When analyzing data using linear regression using the Ordinary Least Square (OLS) method, it takes an understanding of the assumption test that must be passed. The non-multicollinearity test is necessary to get the best linear unbiased estimator. The multiple linear regression OLS method has been widely applied in various fields: economics, agribusiness, and socio-economic fields. The estimation of the output of this linear regression has many benefits. Various research problems can be solved with this analytical approach. When we choose to use regression analysis, we are trying to see the influence or impact of one or more variables on other variables. Therefore, many researchers, lecturers, students, and practitioners choose linear regression using the OLS method as a data analysis tool.

Linear regression using the OLS method must meet the assumptions to obtain the Best Linear Unbiased Estimator (BLUE). One of the several assumptions required is no strong correlation or near-perfect correlation between the independent variables. This assumption is often called the non-multicollinearity assumption. Thus, if the independent variables have a strong correlation, the regression model that is built has a multicollinearity problem.

When we build a linear regression model so that the estimate is not biased, the assumption of non-multicollinearity must be met. Therefore, when we use linear regression with the OLS method, we must prove that the required assumptions are met. How to prove it? Yes, we can use statistical tests.

What test is appropriate when we prove that our model passes the multicollinearity test? As I said earlier, we need to return to our objective of conducting a non-multicollinearity test. We want to detect whether or not there is a strong correlation of the independent variables used in the model.

We can see the correlation coefficient between the independent variables. If you see a high coefficient value close to 1, it means that the independent variables have serious multicollinearity problems. However, apart from looking at the magnitude of the correlation coefficient between the independent variables, there is a test that many researchers choose, namely by looking at the value of the Variance Inflation Factor (VIF). We can get this VIF value easily using data processing software. The steps for the multicollinearity test and how to interpret them can be seen in the following video tutorial (video in Indonesian, please use an English translation):

If you have watched the video, at the end of the video, we discuss how to interpret it, especially regarding the decision-making of the VIF value. So, if the VIF value is small (less than 10), it means that the independent variable in the regression model passes the multicollinearity test. On the other hand, if the VIF value is large (more than 10), it indicates that the independent variable does not pass the multicollinearity test.

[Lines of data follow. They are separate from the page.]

PR #1527, opened 2023-11-27
Fix: nasl-cli/openvasd: possible stackoverflow on End::Continue

nichtsfrei:
When a NASL script gets executed a lot of parens that includes
SyntaxError then nasl-cli may get stuck in an recursive loop that
overflows the stack therefore it was reported with the severity
`VSS:4.0/AV:L/AC:L/AT:N/PR:N/UI:N/VC:N/VI:L/VA:H/SC:N/SI:L/SA:H`.

To fix it Lexer rembers it's current depth and when it get higher than
the defined MAX_DEPTH it returns an SyntaxError of kind MaxRecursion.

If it is based on an previous error then the iterator implementation of
Lexer simulates an EoF to prevent multiple false positive errors to be
reported.

SC-963


jjnicola (approved):
LGTM

PR #1557, opened 2024-01-17
Adjust host details

Kraemii:
**What**:
Currently the host Details were handled as name value pairs, but they actually contain an internal struct with name, value and source information. This PR adjusts the handling of host details, as well as its documentation including an example.

SC-930

**Why**:

**How**:

**Checklist**:

- [ ] Tests

### DIFF
--- a/rust/osp/src/response.rs
+++ b/rust/osp/src/response.rs
@@ -344,36 +344,25 @@ impl From<&ScanResult> for models::ResultType {
             ("HOST_START", ResultType::Log) => models::ResultType::HostStart,
             ("HOST_END", ResultType::Log) => models::ResultType::HostEnd,
             ("DEADHOST", ResultType::Log) => models::ResultType::DeadHost,
-            (_, ResultType::Log) =>
-            // is either set on nasl-script as proto or on openvas when
-            // a host is dead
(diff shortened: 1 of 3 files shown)


rust/osp/src/response.rs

Well, there are two important points that we can take this time: (a) If the VIF is small and the correlation between the independent variables is low, it indicates that the regression model is free from multicollinearity problems (passing the non-multicollinearity test); (b) The higher the value of VIF and the closer to 1 the value of the correlation coefficient between the independent variables indicates that there is an increasingly serious multicollinearity problem in our regression model.

You may be wondering for those of you who have a high level of curiosity. Where did the VIF numbers obtain? If you want to know and you are more comfortable learning to use audio-visual, please watch the following video (video in Indonesian, please use the translation in English):

Suppose you have watched two videos at once. In that case, it means that you have at least a good understanding of the non-multicollinearity assumption test in linear regression using the OLS method. Why? Because you already know how to test non-multicollinearity either using data processing software or doing calculations manually. Please try it yourself using the data you have.

Hopefully, this article’s explanation can help you understand more deeply the terms of non-multicollinearity of linear regression using the OLS method. Hopefully, this article has a benefit for all of you. See you!